# The "Local" Pro



## JMJ (Jul 17, 2008)

Does NFAA recognize anything less than full-on Pro status??
Something between AMFS and Pro?

Why I ask ... 
Field archery in TN is all but dead for the most part.
There are 3 ranges left in the state and the average turnout is somewhere in the neighborhood of 15-20.
Slowly, there are a few new people wandering into it for a try.
Inquiries about the sport IS picking up! WOOHOO!!

There aren't enough participants for AAA, AA, and A.
But there are 3 or 4 AMFS shooters that always place at the top, or in the top 3/4.
The aforementioned 3/4 probably don't want to go Professional.

If there were some kind of "Local Pro" status for those 3 or 4, maybe they'd be more inclined to move out of the way for those newbies that might get discouraged by getting defeated by the same people all of the time???
Maybe the "Local Pro" wouldn't have to shoot Pro in sectionals and nationals??
Maybe for those events, they would shoot AAA?
Maybe there aren't even enough for the "A" rankings in Secionals???


Just thinking out loud.


----------



## blueglide1 (Jun 29, 2006)

Short answer is NO,but if its a local shoot ,and not a State level or Sectional shoot then your clubs can scrutinize the scores down even finer.Ive been to shoot where the they add a AAAA class,which is 300 50-60X catagory then the guys who shoot lower X counts or flirt with 50 once in awhile have a better chance on placing in a class.Lots of options for DIY standings.


----------



## N7709K (Dec 17, 2008)

In mn we have open class in our non Nfaa org, it's more or less what your talking about. The top shooters usually shoot open and the rest of the freestyle shoot in freestyle, sometimes the scores in freestyle are better than open but most of the time they aren't.


----------



## JMJ (Jul 17, 2008)

Thanks for the input guys.

I spoke with one of the 3/4 shooters that I mentioned previously.
His concern was .. shooting SemiPro locally as a curteousy to new shooters and then getting protested at a non TAA shoot by someone when he signed up an Amature class of any sort.
It's looking like the "Open" classification might be the best route to take.

A bit more info for ya...
I am one of those 3/4 shooters.
None of us are anywhere close to Pro status.
This whole idea is simply for us 3/4 to have a place to go to get out of the way for any newbies coming in.

P.S.
I've shot Field Archery for a long time.
And I raced MotoX for a long time.
To anyone new in either ...
It gets very disheartening after a while to walk up to signup and be able to look at the names and know you aren't gonna place.
No matter how much FUN it was in the beginning.


----------



## N7709K (Dec 17, 2008)

if i'm not mistaken, the only orgs that don't let your register down in classes are 3d, so you/they shouldn't get protested for shooting in AM class at non local shoots. There are shooters in MN that shoot open class, and shoot flights in vegas


----------



## wa-prez (Sep 9, 2006)

NFAA's position is that Pro is Pro and Semi-Pro is not pro.

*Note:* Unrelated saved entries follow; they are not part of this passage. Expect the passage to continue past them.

PR #502, opened 2023-11-23
support arbitrary urls for batch tagging

twrichards:
CP were asked to batch tag 1091 web urls with a tag and so it made sense to add that feature to the existing 'batch tag' functionality already present (which worked based on CAPI searches and ticking items). Fortunately the existing `batchTag` operation took simply a list of paths so most of this PR is just UI - encapsulated in a new React component `BatchTagArbitraryUrls`.

batch_arbitrary

### DIFF
--- a/public/components/BatchTag.react.js
+++ b/public/components/BatchTag.react.js
@@ -3,6 +3,7 @@ import ContentList from './ContentList/ContentList';
 import PageNavigator from './utils/PageNavigator.react';
 import BatchTagControls from './BatchTagControls/BatchTagControls';
 import BatchFilters from './BatchTag/BatchFilters.react';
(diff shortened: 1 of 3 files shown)


rhystmills:
Is it worth checking that each line is a valid URL before submitting them?
I tried adding a blank line into the pasted data and ended up with:
image
(So at least it fails in a controlled manner, but would be nice to spot this on submission.

twrichards:
> Is it worth checking that each line is a valid URL before submitting them? I tried adding a blank line into the pasted data and ended up with: image (So at least it fails in a controlled manner, but would be nice to spot this on submission. We could map the cleaned data down to only valid urls - or at least remove empty strings.

good spot @rhystmills - I've made it filter out empty (deployed to `CODE`)

rhystmills (approved):
Nice work, great to get a useful feature out so quickly!
Tested in CODE and working nicely.

PR #503, opened 2023-12-01
Deploy DynamoDB tables via Riff-Raff

jacobwinch:
## What does this change?

This PR allows Riff-Raff to deploy `tag-manager`'s DynamoDB tables. These are currently deployed manually via separate CloudFormation stacks[^1].

## How to test

WIP

It will be possible to apply all AWS infrastructure changes for this app via Riff-Raff.

Historically some teams were nervous about deploying databases using Riff-Raff, but we now have [protections in place](https://github.com/guardian/riff-raff/pull/623) to avoid the accidental deletion of stateful resource types. We deploy many DynamoDB tables across the estate using Riff-Raff and in some respects this reduces risk by avoiding the need to manually update production resources via the AWS Console.

[^1]: I think splitting this infrastructure across 3 separate CFN stacks is adding unnecessary complexity so it would be nice to combine them in the future. However, that is significantly more effort than just deploying all 3 using Riff-Raff so I don't plan to tackle that now.


riff-raff.yaml
```diff
@@ -20,3 +22,23 @@ deployments:
...
       templatePath: tag-manager.yaml
+
+  cloudformation-pillar-db:
+    type: cloud-formation
+    app: tag-manager-pillar-db
+    parameters:
+      templatePath: pillar-dynamo.yaml
+      prependStackToCloudFormationStackName: false
+      cloudFormationStackName: pillars-dynamo
+      cloudFormationStackByTags: false
```
jacobwinch, line 33: Generally I prefer tag based discovery, but this repo is already using stack name based discovery and I think it's better to remain consistent within the same repo

riff-raff.yaml
```diff
@@ -6,6 +6,8 @@ deployments:
     type: autoscaling
     dependencies:
       - cloudformation
+      - cloudformation-pillar-db
```
jacobwinch, line 9: We are going to deploy all 3 CFN stacks concurrently so it shouldn't slow down deployments too much

riff-raff.yaml
davidfurey: Fair enough

davidfurey (approved):
lgtm

PR #506, opened 2024-01-03
Fix 'user' on batch tag operations when viewed via Audit Logs

davidfurey:
## What does this change?

Batch tags were always logged as "default user" because a the logging function expected an implicit `User` object but the caller was expecting to provide an implicit `String` username. 

This issue highlighted how easy it is for bugs to creep in with implicit parameters that have default values, so I have also removed the default value from all functions that have an `implicit user(name): Option[String]` parameter. In doing so I identified a few places where we could be logging username but weren't.

The bug report also mentioned duplicated audit log entries. We were logging batch tag operations when the Job was created and when the Step was carried out. I have removed the Step level logging.

Tested in CODE. Old audit entry shows "Default User", newer entry shows david.furey

Screenshot 2024-01-03 at 12 26 00

## How to test

- [x] Deploy to CODE
- [x] Perform batch tag operation
- [x] Check that operation is only logged once
- [x] Check that operation is logged with your username rather than Default user

### DIFF
--- a/app/model/AppAudit.scala
+++ b/app/model/AppAudit.scala
@@ -34,15 +34,15 @@ object AppAudit extends Logging {
     }
   }
 
-  def reindexTags()(implicit username: Option[String] = None): AppAudit = {
+  def reindexTags()(implicit username: Option[String]): AppAudit = {
     AppAudit("reindexTags", new DateTime(), username.getOrElse("default user"), "tag reindex started");
   }
 
-  def reindexSections()(implicit username: Option[String] = None): AppAudit = {
+  def reindexSections()(implicit username: Option[String]): AppAudit = {
     AppAudit("reindexSections", new DateTime(), username.getOrElse("default user"), "section reindex started");
   }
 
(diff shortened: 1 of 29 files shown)


app/model/AppAudit.scala
```diff
@@ -34,15 +34,15 @@ object AppAudit extends Logging {
     }
   }
 
-  def reindexTags()(implicit username: Option[String] = None): AppAudit = {
+  def reindexTags()(implicit username: Option[String]): AppAudit = {
     AppAudit("reindexTags", new DateTime(), username.getOrElse("default user"), "tag reindex started");
```
twrichards, line 38: would `unknown` be better than `default user`?

twrichards (approved):
awesome - thanks for doing this @davidfurey . all the code changes LGTM and I've had a quick look at CODE where you'd already deployed this branch and things seem to look correct (improved) 👏

twrichards (approved):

NFAA doesn't use the term "Amateur" 

So someone who shoots Semi-Pro in the 3D organizations would shoot against everyone else (the non-pros) in NFAA events. UNLESS you decide you want to become an NFAA Pro.

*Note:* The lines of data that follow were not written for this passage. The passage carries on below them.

PR #320, opened 2021-05-24
Add java virtual path to package metadata

wagoodman:
The java virtual path is akin to the `Package.Locations` field except there is additional info that can track location information within nested jars with arbitrary depth. This brings further clarity as to which package exactly was matched on and exactly where it is. No other package type has this requirement, only java.

Testing was added to cover mapping of all package metadata from syft to the grype equivalent.

### DIFF
--- a/grype/pkg/package_test.go
+++ b/grype/pkg/package_test.go
@@ -1,0 +1,229 @@
+package pkg
+
+import (
+	"testing"
+
+	"github.com/scylladb/go-set/strset"
+
+	"github.com/anchore/syft/syft/file"
+	syftPkg "github.com/anchore/syft/syft/pkg"
+	"github.com/scylladb/go-set"
+	"github.com/stretchr/testify/assert"
+)
+
+func TestPackageMetadataExtraction(t *testing.T) {
+	tests := []struct {
+		name     string
+		syftPkg  syftPkg.Package
+		metadata interface{}
+	}{
+		{
+			name: "dpkg-metadata",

In our state, some of the top FS and BHFS shooters, those you mention that are ALWAYS on top, have suggested they might step aside and make room for others. They don't plan to turn pro, but don't feel good about always taking the trophies. So option is they just put together a pot among themselves, don't turn in their scorecards for awards.


----------



## TNMAN (Oct 6, 2009)

wa-prez said:


> NFAA's position is that Pro is Pro and Semi-Pro is not pro.
> 
> NFAA doesn't use the term "Amateur"
> 
> ...


NFAA did at one time make a distinction between amateur, open and pro. I think it had something to do with Olympic amateur status rules of that time. I shot OPEN DIV in my 1st year of NFAA in 1977. Not sure when it changed after that.

The OP could have a goofy "Big Dog" trophy made for shoots other than the two sanctioned state shoots---with class open to anyone that's game. Trophy would not go home with the winner, but would be made available at all TAA invitationals for presentation. Everyone else not entered into that class would shoot for the regular plaques/trophies/ribbons. The top 3 or 4 guys your talking about don't want a trophy anyway, but will gladly shoot for pride No money involved. Guess I'm just thinking out loud too.


----------



## JMJ (Jul 17, 2008)

I prefer to have any/all scores turned in.
Even if they're fun/guest shooters.
Simply to have the names and scores published in the results on web sites, etc.

The bigger we make it look on paper/web sites ... the more attention we grab.
It's a ripple effect.
The more people/names ... the more popular it appears/becomes.
The more popular it becomes, the more "fence riders" you'll get wandering in for a try.

Once again, I appreciate the input guys.

We've missed you this year Ernest.
Sept 8th - 9th is the TAA International - Marked 3D.
Last chance for a visit this year!


----------